I had a single S7 for a few days in Mammoth after loosing it and it's 6' powder strap in a deep glade.  Demo'd the Super 7 then and hated it because it had too much metal and was too stiff for my style.  My missing S7 showed up in lost & found at the end of my trip so I didn't get to replace powder boards that season.

New Super 7 doesn't have the metal, boasts the Air Tip and at 116 underfoot is only a millimeter narrower than my tired S7s.  Not as fat as your Pontoons but still a contender for maximum fun on steep and deep days.


----------



## Cannonball (Mar 12, 2015)

Cannonball said:


> Was just looking back through my post from early this season and sizing it up:
> 
> 
> Snowboards
> ...



I love late season for thinking about gear.  It's a great time to re-evaluate what you have, find deals on new gear, sell off old stuff, and break out old favorites as rock boards.  Huge changes from the last time I updated this list....

*Snowboards*

PowderJet 157.  My pride and joy for this season.  I hand built it last October at the PowderJet Snowboard / Grain Surfboard shop in Maine.  Beautiful minimalist hand-shaped board of local poplar.  Wasn't sure if I'd ever have more fun riding it than building it, but this season certainly made it a joy to ride!!  (pics below)
Never Summer, Cobra 163.  Picked it up and the very end of last season to be my daily driver.  The thing just screams.  
Prior Khyber 161 Splitboard.  So easy and fun to tour on.
A random assortment of old-to-me and new-to-me rock boards and quirky relics.

*Skis*

Fischer Big Stix 100s.  Picked these up a couple of weeks ago when I wasn't looking but the deal was just too good.  Starting to really love these in a variety of conditions.  Just about the perfect ski for me.
K2 PEs circa 2007 with BC bindings.  Still a go-to ski for touring or rough conditions. 
Bought and sold Volkl Shiros without ever skiing them, but tidy profit.
Dynastar Huge Troubles that were so fun to ski, just sold this week

A few PowderJet pics....


----------



## mishka (Mar 12, 2015)

Cannonball said:


> *Snowboards*
> 
> PowderJet 157.  My pride and joy for this season.  I hand built it last October at the PowderJet Snowboard / Grain Surfboard shop in Maine.  Beautiful minimalist hand-shaped board of local poplar.  Wasn't sure if I'd ever have more fun riding it than building it, but this season certainly made it a joy to ride!!  (pics below)
> 
> ...


----------



## Cannonball (Mar 12, 2015)

Thanks Mishka.
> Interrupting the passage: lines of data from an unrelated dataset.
PR #3850, opened 2021-03-19
cleaner workaround for Oracle setNull(BOOLEAN) bug

gavinking:
Here's what I think is a better way to do this:

I've introduced `doBindNull()` in `BasicBinder` and I'm using `WrapperOptions`, `FastSessionServices`, and `getPreferredSqlTypeCodeForBoolean()` for what they're designed for.

Perhaps one might object that adding `doBindNull()` introduces an additional polymorphic call when binding null values, but if that overhead were measurable, then it would actually be worse in the case of the regular `doBind()` call that exists today for all basic types when the value is not-null, and would be an argument for eliminating `BasicBinder` altogether. So I don't see any reasonable objection to this on performance grounds.


gavinking:
Merging this because the main substantive change is also needed by #3974, and because it lets us delete a whole class.

PR #3853, opened 2021-03-21
HHH-14519 More informative error message for bad logical column name

karge-itestra:
When a logical column name identifier cannot be created, there is only an error message that the "column name must not be null". In the case I experienced, the column name was in fact empty and not null, but the column identifier could not be found. This changes the error message to make the cause more clear and also give information about the context (table name, column name given)

https://hibernate.atlassian.net/browse/HHH-14519


hibernate-core/src/main/java/org/hibernate/boot/internal/InFlightMetadataCollectorImpl.java
```diff
@@ -981,15 +981,20 @@ public void addColumnNameBinding(Table table, Identifier logicalName, Column col
 
 	@Override
 	public String getPhysicalColumnName(Table table, String logicalName) throws MappingException {
-		return getPhysicalColumnName( table, getDatabase().toIdentifier( logicalName ) );
+		Identifier logicalColumnIdentifier = getDatabase().toIdentifier(logicalName);
+		if (logicalColumnIdentifier == null) {
+			throw new MappingException( String.format(
+					Locale.ENGLISH,
+					"Column with logical name \"[%s]\" in table [%s] cannot be mapped to column identifier.",
```
gavinking, line 988:
```suggestion
					"Column with logical name '%s' in table '%s' cannot be mapped to column identifier",
```

gavinking:
Thanks! Since this PR is out of date, I redid it in #9324. I credited you in the commit message.

PR #3857, opened 2021-03-22
HHH-14521 Auto evict collection cache always evict entire region for XML mapping entities

pabro:


gavinking:
`hbm.xml` is deprecated, and we aren't making improvements to it, especially not for things which aren't even enabled by default. Sorry.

You'd love this build. Everything you've talked about in the past. Local materials, local build. No additives or preservatives. No p-tex, no carbon. Just wood, steel, and bio-resin.


----------



## mishka (Mar 13, 2015)

aaaa my skis not minimalistic enough for you:grin:   now you know what it takes to make a board,,,, skis lol   so you was involved in the process of making it? What part did you do? Hope not the bending edges lol

nice-looking board good luck with it..... no p-tex a little too far in my book


----------



## Cannonball (Mar 13, 2015)

mishka said:


> aaaa my skis not minimalistic enough for you:grin:   now you know what it takes to make a board,,,, skis lol   so you was involved in the process of making it? What part did you do? Hope not the bending edges lol
> 
> nice-looking board good luck with it..... no p-tex a little too far in my book



Yup, involved in the whole process. Built every bit  including design, layup, bending the edges, shaping, etc. I came up with the design, wood burned it, painted it, finished it. Start to finish.  

No p-tex is really not a problem. This is not a racing board, it's a powder board. So no need to worry about slight differences in speed or durability. The epoxy resin bad is very solid. Still wax and tune it the same as any board.


----------



## Cannonball (Mar 13, 2015)

mishka said:


> aaaa my skis not minimalistic enough for you:grin:   now you know what it takes to make a board,,,, skis lol   so you was involved in the process of making it? What part did you do? Hope not the bending edges lol
> 
> nice-looking board good luck with it..... no p-tex a little too far in my book



Yup, involved in the whole process. Built every bit  including design, layup, bending the edges, shaping, etc. I came up with the design, wood burned it, painted it, finished it. Start to finish.  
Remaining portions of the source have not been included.